Activity: All lines of the entries with "associations" in them must be listed.

Source records:
PR #241, opened 2021-08-30
[LMS-390] Add the upcoming status for submissions when needed in Canvas

lalrg:


src/canvas-extractor/edfi_canvas_extractor/client_facade.py
```diff
@@ -226,7 +226,8 @@ def extract_enrollments(
         local_enrollments: List[Enrollment] = list(
             enrollmentsApi.request_enrollments_for_section(section)
         )
-        if len(list(local_enrollments)) < 1:
+        filtered_enrollments = [enrollment for enrollment in local_enrollments if enrollment.enrollment_state == "active"]
+        if len(list(filtered_enrollments)) < 1:
             logger.info(
                 "Skipping enrollments for section id %s - No data returned by API",
```
stephenfuqua, line 232: Is this comment meaningful? Maybe useful to have _something_, but I don't think this message is very good anymore, especially in light of the adjustment made on line 229.

We still write out a Section Association file, so we're not really "skipping enrollments".

```suggestion
                "There are no no active section associations for section id %s.",
```

src/canvas-extractor/edfi_canvas_extractor/mapping/assignments.py
```diff
@@ -122,6 +122,8 @@ def map_to_udm_assignments(
         "LMSSectionSourceSystemIdentifier"
     ].astype("string")
 
+    assignments_df = assignments_df.drop_duplicates()
```
stephenfuqua, line 125: Is this actually necessary?

lalrg: Yes... If you remove it, it duplicates records

src/canvas-extractor/edfi_canvas_extractor/client_facade.py
```diff
@@ -198,7 +198,7 @@ def extract_submissions(
         for assignment_id, submissions_df in submissions_dfs_by_assignment_id.items():
             section_id = str(section.id)
             submissions_df = submissionsMap.map_to_udm_submissions(submissions_df, section_id)
-            export[(section_id, str(assignment_id))] = submissions_df
+            export[(section_id, f"{section_id}-{str(assignment_id)}")] = submissions_df
```
stephenfuqua, line 201: This causes the output directory to be like `assignment=104-111` instead of `assignment=111`. That's a good change, since the actual `SourceSystemId` is the two part value. Is it possible to get that value from the DataFrame instead of having to build it here?

src/canvas-extractor/edfi_canvas_extractor/client_facade.py
```diff
@@ -226,9 +226,10 @@ def extract_enrollments(
         local_enrollments: List[Enrollment] = list(
             enrollmentsApi.request_enrollments_for_section(section)
         )
-        if len(list(local_enrollments)) < 1:
+        filtered_enrollments = [enrollment for enrollment in local_enrollments if enrollment.enrollment_state == "active"]
+        if len(list(filtered_enrollments)) < 1:
             logger.info(
-                "Skipping enrollments for section id %s - No data returned by API",
+                "There are no no active section associations for section id %s.",
```
stephenfuqua, line 232: Oops!

```suggestion
                "There are no active section associations for section id %s.",
```

src/canvas-extractor/edfi_canvas_extractor/mapping/submissions.py
```diff
@@ -19,12 +19,14 @@ def _get_date_formated(date) -> str:
...
+    if row["late"] is True:
         return "late"
-    if row["missing"] == 1:
+    if row["missing"] is True:
         return "missing"
-    if row["graded_at"] is not None:
+    if pd.isnull(row["graded_at"]) is False:
         return "graded"
+    if pd.isnull(row["SubmissionDateTime"]) is False:
+        return "upcoming"
```
stephenfuqua, line 29: I created a new assignment in section 103 (ENG-1), with due date set to 2021-12-17. The output file has "on-time" for all of the records instead of "upcoming". Here's an example raw response from the GET request:

```javascript
{
        "assignment_id": 1221,
        "id": 11464,
        "grading_period_id": null,
        "body": null,
        "url": null,
        "grade": null,
        "score": null,
        "submitted_at": null,
        "user_id": 111,
        "submission_type": null,
        "workflow_state": "unsubmitted",
        "grade_matches_current_submission": true,
        "graded_at": null,
        "grader_id": null,
        "attempt": null,
        "cached_due_date": "2021-12-18T05:59:59Z",
        "excused": null,
        "late_policy_status": null,
        "points_deducted": null,
        "extra_attempts": null,
        "posted_at": null,
        "late": false,
        "missing": false,
        "seconds_late": 0,
        "entered_grade": null,
        "entered_score": null,
        "preview_url": "https://edfialliance.instructure.com/courses/104/assignments/1221/submissions/111?preview=1&version=0",
        "anonymous_id": "Lwc1w"
    },
```

In the same section, assignment 114 has some records like this one, and they are showing up with status "upcoming" instead of "missing". So I wonder if the change on line 24 was incorrect.

```javascript
    {
        "assignment_id": 114,
        "id": 11456,
        "grading_period_id": null,
        "body": null,
        "url": null,
        "grade": null,
        "score": null,
        "submitted_at": null,
        "user_id": 108,
        "submission_type": null,
        "workflow_state": "unsubmitted",
        "grade_matches_current_submission": true,
        "graded_at": null,
        "grader_id": null,
        "attempt": null,
        "cached_due_date": "2021-05-01T06:01:00Z",
        "excused": null,
        "late_policy_status": null,
        "points_deducted": null,
        "extra_attempts": null,
        "posted_at": null,
        "late": false,
        "missing": true,
        "seconds_late": 10510801,
        "entered_grade": null,
        "entered_score": null,
        "preview_url": "https://edfialliance.instructure.com/courses/104/assignments/114/submissions/108?preview=1&version=0",
        "anonymous_id": "yxUaK"
    }
```

Finally, I created my own Submission on the assignment above. The API response has `"late": true`, but the status in the extracted file is "upcoming" instead of "late."

Finally, shouldn't line 28 be looking for cases where the `SubmissionDateTime` _is null_ instead of _not is null_?

stephenfuqua (changes requested):

src/canvas-extractor/edfi_canvas_extractor/client_facade.py
lalrg: The issue with that approach is that here we are in the extraction part, not the mapping or the writing part, so we don't have access to the mapped SourceSystemIdentifier, and we need to build it here.

src/canvas-extractor/edfi_canvas_extractor/client_facade.py
lalrg: 😆 looks like if the log were singing

src/canvas-extractor/edfi_canvas_extractor/client_facade.py
stephenfuqua: Maybe we should move that code from the mapper here then, so that we can take this action only once. Something like

```python
assignment_source_system_identifier = f"{section_id}-{str(assignment_id)}"
submissions_df["assignment_id"] = assignment_source_system_identifier
```

Side note: in other cases, didn't we use a standard like `f"{section_id}#{str(assignment_id)}"` instead of `f"{section_id}-{str(assignment_id)}"`?

lalrg: I think so, maybe for section activity or something like that

lalrg: changes applied

src/canvas-extractor/edfi_canvas_extractor/client_facade.py
```diff
@@ -197,8 +197,10 @@ def extract_submissions(
 
         for assignment_id, submissions_df in submissions_dfs_by_assignment_id.items():
             section_id = str(section.id)
+            assignment_source_system_identifier = f"{section_id}-{str(assignment_id)}"
+            submissions_df["assignment_id"] = assignment_source_system_identifier
             submissions_df = submissionsMap.map_to_udm_submissions(submissions_df, section_id)
-            export[(section_id, str(assignment_id))] = submissions_df
+            export[(section_id, f"{section_id}-{str(assignment_id)}")] = submissions_df
```
stephenfuqua, line 203:
```suggestion
            export[(section_id, f"{assignment_source_system_identifier}")] = submissions_df
```

src/canvas-extractor/edfi_canvas_extractor/mapping/submissions.py
```diff
@@ -19,12 +19,14 @@ def _get_date_formated(date) -> str:
 
 
 def _get_status(row: pd.Series):
-    if row["late"] == 1:
+    if row["late"] is True:
         return "late"
```
stephenfuqua, line 23: This still isn't working. Look at section 103, assignment 114:  `GET 'https://edfialliance.instructure.com/api/v1/sections/103/assignments/114/submissions'` . Submission 11456 was late and is reported as late by the API, but the extractor output says that it is on-time. And Submission 131 says "upcoming" when the status is actually "missing".

I think changing from `== 1` to `is True` was a mistake.

lalrg: even by reverting it, it keeps saying it is on time, I will look into it a little bit more

src/canvas-extractor/edfi_canvas_extractor/client_facade.py
lalrg: 🤦🏼‍♂️

src/canvas-extractor/edfi_canvas_extractor/mapping/submissions.py
lalrg: Fixed

src/canvas-extractor/edfi_canvas_extractor/mapping/submissions.py
```diff
@@ -19,12 +19,14 @@ def _get_date_formated(date) -> str:
...
 def _get_status(row: pd.Series):
-    if row["late"] == 1:
+    if row["late"] == 'True':
         return "late"
-    if row["missing"] == 1:
+    if row["missing"] == 'True':
         return "missing"
-    if row["graded_at"] is not None:
+    if pd.isnull(row["graded_at"]) is False:
         return "graded"
```
stephenfuqua, line 27: We no longer have "on-time". And that's ok - it looks like we had two different [descriptors](https://github.com/Ed-Fi-Alliance-OSS/LMS-Toolkit/blob/main/extension/Descriptors/SubmissionStatusDescriptor.xml) for the same thing: "graded" and "on-time". 

In Analytics Middle Tier, both status are correctly mapped to the "On time" descriptor constant, so that's good.

Can you go ahead and remove the "on-time" Descriptor from the XML file? Or remove "graded" and change above to "on-time"? I don't have a preference between the two.

stephenfuqua (approved):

Solution to this task:
                "There are no no active section associations for section id %s.",
+                "There are no no active section associations for section id %s.",
                "There are no active section associations for section id %s.",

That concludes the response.